I have also performed some search and found this thread on Reddit, which also discuss something close. Last time I saw MI60 on ebay it costed ~550$ or so. At that price the 3090 with tensor cores would be much better for training. They probably was talking about inferencing, which is a different task.

Unfortunately, I do not live in the US or Europe so the cost for these devices are much higher than usual. One bright side is that the school will pay for all electricity usage as well as HVAC so I don’t have to worry about these factors.

[quote=“hotfur, post:8, topic:197140”]
use double precision
[/quote] This is a few years old and could be different today with updates to the core 22. I really don’t know I haven’t been keeping up with what is going on for a few years. As for the 3060 I can’t say as I’m not sure how I would be able to see if it uses tensor cores in these projects. I kind of doubt it is as F@H is usually late to the party with new Tech on their software end of things.
P100 has no tensor cores so it probably is best to get something with them to future-proof for your project. Edit: I forgot to say that the Titan X and P100 are in the same rig so there is also a possibility they are fighting for the same resources slowing each down just a little bit.

I had posted in this thread some thoughts and experiences but I dont think they are at quite the scale you are looking at

If you are putting these GPU’s into servers, then you really need to make sure you are getting GPU’s with blower style fans, not “gamer cards”. This is really important especially if its gonna be running for a long time.

You are generally better off getting the most recent model cards possible with the largest VRAM per-card. AFAICT, fewer beefier cards with larger VRAM are better than more numerous smaller cards with less VRAM.
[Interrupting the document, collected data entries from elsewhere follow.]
PR #3002, opened 2019-05-05
fix signing in walletService

cellog:
# Description

While testing `unlock-js` with the tickets app, several problems with the ethers migration of signatures surfaced that were not being caught by the tests. This PR fixes the problems and updates the tests so that they verify correct interaction with the underlying JSON-RPC library.

The calls to `eth_signTypedData` were totally wrong (passing string in the case of non-metamask providers), and the calls to personal_sign and eth_sign were all mixed up as well.

The tests now verify that the expected JSON-RPC calls are sent instead of mocking out the provider. This is a crucial step in verifying correctness, while still hiding implementation details.

# Issues

Refs #2782 

# Checklist:

### DIFF
--- a/unlock-js/src/__tests__/helpers/nockHelper.js
+++ b/unlock-js/src/__tests__/helpers/nockHelper.js
@@ -214,6 +214,10 @@ export class NockHelper {
     return this._jsonRpcRequest('personal_sign', [hash, account], result, error)
   }
 
+  ethSignAndYield(hash, account, result, error) {
+    return this._jsonRpcRequest('eth_sign', [account, hash], result, error)
+  }
+
   getTransactionCount(address, count) {
     return this._jsonRpcRequest(
       'eth_getTransactionCount',
--- a/unlock-js/src/__tests__/helpers/nockHelper.js
+++ b/unlock-js/src/__tests__/helpers/nockHelper.js
@@ -221,7 +221,7 @@ export class NockHelper {
   ethSignTypedDataAndYield(account, data, result, error) {
     return this._jsonRpcRequest(
       'eth_signTypedData',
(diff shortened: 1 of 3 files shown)


julien51:
@cellog @akeem Can you confirm that this is __not__ required to make tickets work like _right now_?

cellog:
There is one change that may be needed, which is the change to signData for metamask. The current code uses `JSON.stringify()` which probably fails, as metamask (as documented https://medium.com/metamask/eip712-is-coming-what-to-expect-and-how-to-use-it-bb92fd1a7a26) requires a struct. The rest should be functionally equivalent to what is there now.

julien51:
I am not 100% sure I understand and I need a yes/no.

cellog:
OK, I found the line we need here: https://github.com/MetaMask/metamask-extension/blob/c4caba131776ff7397d3a4071d7cc84907ac9a43/app/scripts/metamask-controller.js#L997

Current code is correct, this PR is wrong, I'll push a fix momentarily (what a s***show this EIP-721 has turned out to be!)

cellog:
so: yes, tickets with current unlock-js is working. This code is 100% the same functionality, ported to ethers

akeem:
There has been a bit of flip flopping in this ticket, so I would like to be sure that I understand that what has happened. Ultimately it sounds like what current is/was in place correct? Is that right?

cellog:
> This seems good for the most part, collectively we should make sure that we smoke test this before rolling it out to the production application to ensure that we don't cause disruption to any events in progress

I'd like to talk about this in the office tomorrow, so we are on the same page and all feel confident about this. Thanks Akeem!

PR #3046, opened 2019-05-06
Add cancelAndRefundFor to PublicLock.sol

hardlydifficult:
# Description

Implements `cancelAndRefundFor` and associated functions allowing a key owner to approve another account to cancel their Key and take the refund.

The use case is the key owner pays with credit card and then requests a refund via credit card.  In order to do this, they approve Unlock canceling the key to get the crypto and then we can safely refund the credit card.

# Issues

Fixes #
Refs #

# Checklist:

### DIFF
--- a/smart-contracts/contracts/mixins/MixinRefunds.sol
+++ b/smart-contracts/contracts/mixins/MixinRefunds.sol
@@ -59,15 +59,6 @@ contract MixinRefunds is
   {
     require(
       ECDSA.recover(
-        //ECDSA.toEthSignedMessageHash(
-          getCancelAndRefundApprovalHash(_keyOwner, msg.sender)
-        //)
-        ,
-        _signature
-      ) != address(0), 'BAD_SIGNATURE_DATA' // TODO remove(?)
-    );
-    require(
-      ECDSA.recover(
         ECDSA.toEthSignedMessageHash(
           getCancelAndRefundApprovalHash(_keyOwner, msg.sender)
         ),
--- a/smart-contracts/contracts/mixins/MixinRefunds.sol
+++ b/smart-contracts/contracts/mixins/MixinRefunds.sol
@@ -1,9 +1,10 @@
 pragma solidity 0.5.7;
 
 import 'openzeppelin-eth/contracts/ownership/Ownable.sol';
+import 'openzeppelin-solidity/contracts/math/SafeMath.sol';
+import 'openzeppelin-solidity/contracts/cryptography/ECDSA.sol';
 import './MixinKeys.sol';
 import './MixinLockCore.sol';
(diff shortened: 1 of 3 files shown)


nfurfaro:
I'm reviewing this. Just want to make sure that I understand what's happening.

hardlydifficult:
This introduces a couple new patterns - maybe this would be a good topic for tomorrow's call RE solidity

nfurfaro:
I'm unavailable on Tuesdays, but feel free to discuss with the others. I'm looking at `ECDSA.sol` to see what's going on.

smart-contracts/contracts/mixins/MixinRefunds.sol
```diff
@@ -39,19 +44,40 @@ contract MixinRefunds is
...
+   * @dev Cancels a key owned by a different user and sends the funds to the msg.sender.
+   * @param _keyOwner this user's key will be canceled
+   * @param _signature getCancelAndRefundApprovalHash signed by the _keyOwner
+   */
+  function cancelAndRefundFor(
+    address _keyOwner,
+    bytes calldata _signature
+  ) external
+  {
+    require(
```
nfurfaro: So this proves the signer is the `_keyOwner`.

hardlydifficult: Yes.  It verifies keyOwner signed it, and what they signed specifically included the 3 points from the getHash function.

smart-contracts/contracts/mixins/MixinRefunds.sol
```diff
@@ -39,19 +44,40 @@ contract MixinRefunds is
...
 
-    if (refund > 0) {
-      // Security: doing this last to avoid re-entrancy concerns
-      _transfer(msg.sender, refund);
-    }
+  /**
+   * @dev Increments the current nonce for the msg.sender.
+   * This can be used to invalidate a previously signed message.
+   */
+  function incrementNonce(
```
nfurfaro: If this function is called by the _keyOwner after they've signed/approved a cancellation, but before `cancelAndRefundFor` is called, they can prevent it from being successful because `getCancelAndRefundApprovalHash` will no longer return a the right hash (because of the nonce change).

hardlydifficult: Correct.  However a more effective attack would be to simply call `cancelAndRefund` before we do.  I added a comment RE this in the test.  The backend implementation can guard against this by waiting for the tx to be mined before issuing the CC refund - or we accept this risk.

nfurfaro: Yeah , I think waiting for the tx to be mined is worthwhile.

PR #3071, opened 2019-05-08
new compressor for contract ABI

cellog:
# Description

*You may be wondering "where are the tests?" Because unlock-js has 100% code coverage, the tests caught every bug in the signature generation. Thus, the tests that matter are actually the ones that use the generated abi and bytecode. For instance, the bytecode is returned by nock to a `eth_getCode` call, and then hashed and compared to the hash of the bytecode we make in the script. If they didn't match, all the `v01` tests would fail outright, because the code would use the `v0` smart contract. Similarly, if the generated signatures did not have parameter names, all the `inputsHandlers` tests fail, as do the `eventsHandlers` tests. All the method calls fail if the types are wrong, and so on and so forth. Thus, the testing of the generation is in the subsequent PR that enables the use of the generated compressed abi.*

In the process of making the service worker for our new paywall, I discovered that nearly all of the bulk was taken up by our contract bytecode. This PR introduces a new compressor that transforms the bytecode JSON into a few discrete parts. The first is the abi that is needed to construct working smart contract function calls from ethers.js. This is the new `src/abis.js` file. The second part is needed for testing only, and is the generated `src/__tests__/helpers/bytecode.js`. This file contains the deployed bytecode for all the contracts, and is used to mock `eth_getCode` calls. Because the file is in `__tests__` it will be ignored when packaging up the npm releases.

With these changes, the source code can remove a direct dependency on the abi npm packages (PR will follow this one), and greatly reduce download size, install time, and so on.

# Issues

Refs #2903 

# Checklist:


julien51:
So that works, but have you thought about how deployment works since it needs to use the bytecode?

cellog:
> So that works, but have you thought about how deployment works since it needs to use the bytecode?

I have. It will work as-is with this PR. Unfortunately, if `deploy.js` is modified to import the abi, it will pull it into the service worker bundle. With the compressed version, we are at 363k for the sw.min.js. This is still too big, but is a lot better than 1.5MB.

Substantial changes will need to be made to the unlock-js output to make it tree-shakeable, namely providing an es module (`module` field in package.json) entrypoint.

cellog:
> > So that works, but have you thought about how deployment works since it needs to use the bytecode?
> 
> I have. It will work as-is with this PR. Unfortunately, if `deploy.js` is modified to import the abi, it will pull it into the service worker bundle. With the compressed version, we are at 363k for the sw.min.js. This is still too big, but is a lot better than 1.5MB.
> 
> Substantial changes will need to be made to the unlock-js output to make it tree-shakeable, namely providing an es module (`module` field in package.json) entrypoint.

I did some (much) more investigating, and figured out a way to make tree shaking work with unlock-js. This very good news means we can modify deploy to accept a version instead of a contract, and then it can use the abi packages. Yay!

It will, however, make sense for that to be separate from this PR. PTAL when you get a chance @julien51

cellog:
@hardlydifficult would you mind taking a look at the generated signatures in `abis.js` to see if there is anything off from what the solidity signature looks like? no need to yes/no on this, just looking for a comment on that specific aspect

hardlydifficult:
Seems okay.  

By storing the signature with variable names, you will need to strip the names before taking the hash to get the correct Solidity signature.  That said, this should be fine cause Web3 and presumably ethers, does that for you.

The bytecode hash is a hash of `deployedBytecode` right?

cellog:
yeah, the bytecode hash is a hash of `deployedBytecode`, because I figured that is what we would actually get back from an `eth_getCode` call (which seems to bear out in practice).

As for the signature, I originally had the variable names stripped out, but it turns out that ethers needs those to generate proper signatures, especially for event parameters and encoding inputs, so I put them back in. Thanks!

You do not want RTX 3090 Ti, only the 3090 (blowers if possible, as I described here).

I seriously doubt that you are going to be able to do anything with RTX 3060 12GB besides just running small LLM models, or running Stable Diffusion, etc… I would not expect them to be useful for training.

Honestly I think you need to more seriously consider cloud for this. I do not think its gonna be economical to go bare-metal for this purpose.

I will be using pcie 3 x16 risers and powerful fan solutions so in general I don’t really care about what kind of stock GPU cooling I got.

It is true that an 3090 could be faster than 3x 3060 at same price but I would have got more aggregated memory with 3x 3060. I don’t know why you think stacks of 3060 would not train well. Have you used DeepSpeed ZeRO for training/inference on multiple-gpu/multiple-node?

If I only have to do this task once, I would have considered cloud. But we are not looking to do it once as our club members would likely be using the cluster 24/7 to train more models (of different architecture) after this task is finished. Therefore, cloud is not economically viable.

This is a bit after the last response…
x99 has 40 pcie lanes max per CPU. So 5 cards max at 16 lanes not including any other add in cards or how the motherboard routes connections (4 more likely unless 8 lanes are used then 8 cards max per cpu). x99 is also pcie gen 3.0 meaning you will have some degredation in performance with Nvidia 3000 series that is gen 4.0.

My very limited test testing gen 4.0 vs gen 3.0 with 16 lanes was 10% drop in some applications but milage will heavily vary. My tests were more gaming oriented.